# Problem statement
Reproduce the data shown below exactly.
· · · · · · ·
PR #5964, opened 2024-04-15
WFCORE-6791 Tidy wildfly-discovery code to better use as a reference for wildfly-subsystem usage

pferraro:
Consolidate ResourceDefinitionRegistrar and ResourceServiceConfigurator to single class.
Reduce visibility of static fields where sensible.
· · · · · · ·
# Answer to this exercise
PR #5964, opened 2024-04-15
WFCORE-6791 Tidy wildfly-discovery code to better use as a reference for wildfly-subsystem usage

pferraro:
Consolidate ResourceDefinitionRegistrar and ResourceServiceConfigurator to single class.
Reduce visibility of static fields where sensible.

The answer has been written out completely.